Welcome, Merry! I do my best to keep it interesting. I’m from New England, and small libraries are an important part of my heart’s history. I love your story, because it reminds me of how personal and subjective choosing books and authors really is. I love the way a bookstore manager’s face lights up when I say my book is published by North Light, because they are easy for bookstores to work with. But the final decision is the librarians, and I actually trust that. She knows her audience. I love that Jance replied, and I loved that she gave the some other libraries to go to. Now THAT was gold!
Oh, dear! It does sometimes happen, doesn’t it? Its the library’s loss for the librarian suffering from foot-in-mouth disease! She will feel so foolish when she has to catalogue your book in a few weeks time! And finds there is a long waiting list of people who want to borrow it!
In the meantime you have come out ahead with a new friend, and can add it to your entertaining stories about writing and publishing a book.
I actually think the librarian knew her audience, and maybe I’m not a good fit. I’m going to trust her on that. The sentence about J.A. Jance delighted me, because for her, it was true. But the response from Jance herself was priceless–that was my real lesson. If not here, where else? Success is always there, sometimes you just have to chase it harder.
Are you going to be at the artists’ book signing at Art Unraveled? Linda is having a special event just for the book signing and I can’t remember the date. She would probably love to have you there.
Wish I could be there. The book signing is limited to people who are teaching at AU this year, and I am not. Wish I could be, it’s quite a lineup!
Loved this entry today. I got a good chuckle on this, our Independence Day. And we’ve already had a little bit of rain this morning, however, it is clear now for the 4th of July Parade in Flagstaff, AZ. I was in Scottsdale yesterday and the 110 degrees didn’t make me want to journal at all. Maybe today after I get some other projects done. Thank you for your sense of humor. And a special to J.A. Jance who I’ve never read but know people who absolutely love her work.
The heat is a special thing for us–it requires a lot of effort to stay cool, you can’t hike or even walk outdoors.
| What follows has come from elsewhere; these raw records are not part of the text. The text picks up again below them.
PR #3120, opened 2026-08-12
⏪ [Unpublishing] feat(studio): implement unpublishPage mutation and enforce unpublish-before-delete

Ssatu:
### 📊 PR diff breakdown

|---|---|---|---|
| ⚙️ App | 8 | +315 | -2 |
| 🧪 Test | 3 | +1018 | -1 |
| 📄 Doc | 0 | +0 | -0 |
| 🚫 Ignore | 0 | +0 | -0 |

Stacked on #3119.

📖 [Explainer: Turning off the lights without deleting the room: an unpublish service](https://app.notion.com/p/3c777dbba7888170997ad25ade4e8bdd)

## Problem

There's currently no way to take a live page back to not-live — the only way to stop a page from serving is to delete it outright, which is destructive (loses the resource, its draft, and its Version history). We need an unpublish action that reverses publish without touching the draft a user may be working on.

## Solution

- Add `unpublishPageResource` (`resource.service.ts`): clears `Resource.publishedVersionId` and flips `state` back to `Draft`, leaving Version history and any in-progress draft untouched. Emits an `Unpublish` audit event recording the version that was live, then triggers a site rebuild so the page's output is actually removed from the live site (mirrors what deletion does today).
- Add a single `unpublishPage` mutation (`page.router.ts`), gated behind the `unpublish` CASL action added in #3119 and dark-launched behind `IS_UNPUBLISH_ENABLED_FEATURE_KEY`. It accepts Page-like resource ids as well as Folder/Collection ids — a Folder/Collection has no content of its own, so `unpublishPageResource` resolves the given id to its child IndexPage internally (via `getFullPageById`) and unpublishes that instead. There are no separate `unpublishFolder`/`unpublishCollection` mutations; the type allow-list (`UNPUBLISHABLE_RESOURCE_TYPES_WITH_CONTAINERS`) excludes FolderMeta/CollectionMeta/RootPage from being passed directly while still accepting them as containers to resolve through.
- Enforce unpublish-before-delete (`resource.router.ts`): deleting a page that's still `publishedVersionId !== null` now throws `BAD_REQUEST` instead of silently deleting a live page. For Folder/Collection deletes, the guard checks the entire subtree (not just the container's own row, which never carries a `publishedVersionId`, or only its immediate IndexPage) — `Resource.parentId` is `onDelete: Cascade`, so deleting a container also wipes every descendant, and any of them being live blocks the delete.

Journaling works for me as long as I’m indoors. J.A. Jance’s series about Tucson taught me a lot about the Tohono O’odham Indians, and I’m grateful for that. in Tucson, I find so many ancient stories.
Somewhere, sometime, this must have happened to somebody:
X: “Would you be interested in me attending?”
Person in charge: “No thanks, it’s not like you’re X.”
Well, I got a close call when someone once asked me, “Are you THE Quinn McDonald?” and I said, “No, you must be thinking of someone else. I’m a writer.” And she, in fact, HAD meant me. She knew me from a column I write for Somerset Studio.
the librarian was rude and crude. no one has manners thee days. I am glad the author was kind.
Oh my goodness. You can tell the librarian wasn’t even listening to you. Sad, so sad. We all have preconceived notions and it’s hard to tune those out and tune what’s really being said in. I’m glad J.A. Jance put a better spin on things for you. Can’t wait to study the book from cover to cover.
The librarian has almost nothing to do with this story. The wonder of it all was that J.A. Jance replies (she does–to every email) and gave me a tip. I am as much a stranger to the librarian as I am to Jance, yet she remembered her days of phone calls and helped. It is such an uplifting experience. The book mails this week. It won’t be long now.